Esta subida de preços impactou o consumo, o rendimento disponível das famílias e também os custos de produção das empresas, que numa tentativa de recuperar margens e rentabilidade, promoveram uma subida generaliza de preços colocando a inflação acima dos dois dígitos.
Neste contexto, ainda em 2022 e durante o ano de 2023, o FED e o BCE decidiram adotar políticas monetárias restritivas para repor a estabilidade dos preços e reduzir a inflação para níveis sustentáveis.
Chegamos finalmente ao ano de 2023, o ano que foi, na minha opinião, o ano da “vacina económica pós crise pandémica” – ou seja, o ano em que, depois de apurados os efeitos económicos da pandemia, foram prosseguidas políticas económicas e monetárias para reverter esses mesmos efeitos, e onde as próprias empresas e famílias, promoveram ajustamentos relevantes para assegurar a sua perenidade e sustentabilidade financeira.
O encarecimento do dinheiro produziu, desde logo, um impacto relevante nas empresas com maior alavancagem financeira e nas famílias que haviam recorrido a crédito, o que obrigou a ajustamentos e alterações importantes nas decisões de consumo e investimento por parte de ambas. Por sua vez, do lado dos agentes económicos com liquidez, o encarecimento do dinheiro transformou-o num ativo e numa forma de estímulo à poupança.

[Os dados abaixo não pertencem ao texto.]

PR #459, opened 2024-01-31
Matsl rsw hyrolo reveal mode tests

matsl:
# What 

Add one hyrolo reveal mode test.

# Note

This is based on #458 so see last commit for the new test or look at the end.

This is partially to show the result to get a review if it is the expected behavior. 

It is also to show the strange issue with getting the display redrawn. I had TAB through the matches and using the helper `(hy-test-helpers:consume-input-events)`. Calling the function `hyrolo-next-match` did not work. In the first occurrence I even had to call it twice!? Se comment below. (So this is likely work in progress to understand things better,)

### DIFF
--- a/test/hyrolo-tests.el
+++ b/test/hyrolo-tests.el
@@ -3,7 +3,7 @@
 ;; Author:       Mats Lidell <matsl@gnu.org>
 ;;
 ;; Orig-Date:    19-Jun-21 at 22:42:00
-;; Last-Mod:     30-Jan-24 at 14:24:16 by Mats Lidell
+;; Last-Mod:      1-Feb-24 at 00:10:57 by Mats Lidell
 ;;
 ;; SPDX-License-Identifier: GPL-3.0-or-later
 ;;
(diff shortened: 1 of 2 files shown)


test/hyrolo-tests.el
```diff
@@ -1067,5 +1067,261 @@ body
...
+
+(defun hyrolo-tests--hyrolo-section-header (filename)
+  "Return a hyrolo section header for FILENAME."
+  (concat
+   "===============================================================================\n@loc> \""
+   filename
+   "\"\n"
+   "===============================================================================\n"))
+
+(ert-deftest hyrolo-tests--hyrolo-reveal-mode ()
```
matsl, line 1266: New test added in this PR.

test/hyrolo-tests.el
```diff
@@ -1067,5 +1067,261 @@ body
...
+          (hyrolo-grep "body")
+          (hyrolo-top-level)
+
+          (should (string=
+                   (concat (hyrolo-tests--hyrolo-section-header org-file1)
+                           "* h-org 1...\n* h-org 2...\n")
+                   (hyrolo-tests--outline-as-string)))
+
+          (should (hact 'kbd-key "TAB"))
+	  (hy-test-helpers:consume-input-events)
```
matsl, line 1282: In order to make the test work on first run I have to call this function twice!? Without this the test fails when run with other tests like this (ert "hyrolo"). If just run after failure from *ert* buffer as a single test then after a few tries it starts to work and then it seems to never fail again!? Is there some caching involved here that can explain this odd behavior?

test/hyrolo-tests.el
```diff
@@ -1067,5 +1067,261 @@ body
...
+  "Return a hyrolo section header for FILENAME."
+  (concat
+   "===============================================================================\n@loc> \""
+   filename
+   "\"\n"
+   "===============================================================================\n"))
+
+(ert-deftest hyrolo-tests--hyrolo-reveal-mode ()
+  "Verify hidden sections are shown when using {TAB} to move through matches."
+  (skip-unless (not noninteractive))
```
matsl, line 1268: Requires interactive run.

rswgnu (approved):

Estes dois efeitos conjugados promoveram o enfraquecimento da procura e o abrandamento da economia, e é precisamente nesse sentido que apontam as projeções publicadas em dezembro último, por parte do Banco de Portugal, que preveem um crescimento do PIB, em 2023, na ordem dos 2,1% (que compara com 6,8% em 2022) e uma taxa de variação anual do IHPC na ordem dos 5,3% (que compara com 8,1% em 2022).
Pese embora seja possível que os bancos centrais não promovam novas subidas das taxas de juro diretoras num futuro próximo, o juro real que deverão suportar as famílias e empresas em 2024 deverá ainda continuar a subir, por força da atualização dos contratos cujos indexantes foram atualizados antes da última subida das taxas de juro diretoras. Ainda assim, se não se verificarem novos choques ou fatores exogéneos que voltem a ter impacto na trajetória atual da economia, é possível antecipar uma inversão desta tendência de crescimento das taxas de juro reais, no curto prazo.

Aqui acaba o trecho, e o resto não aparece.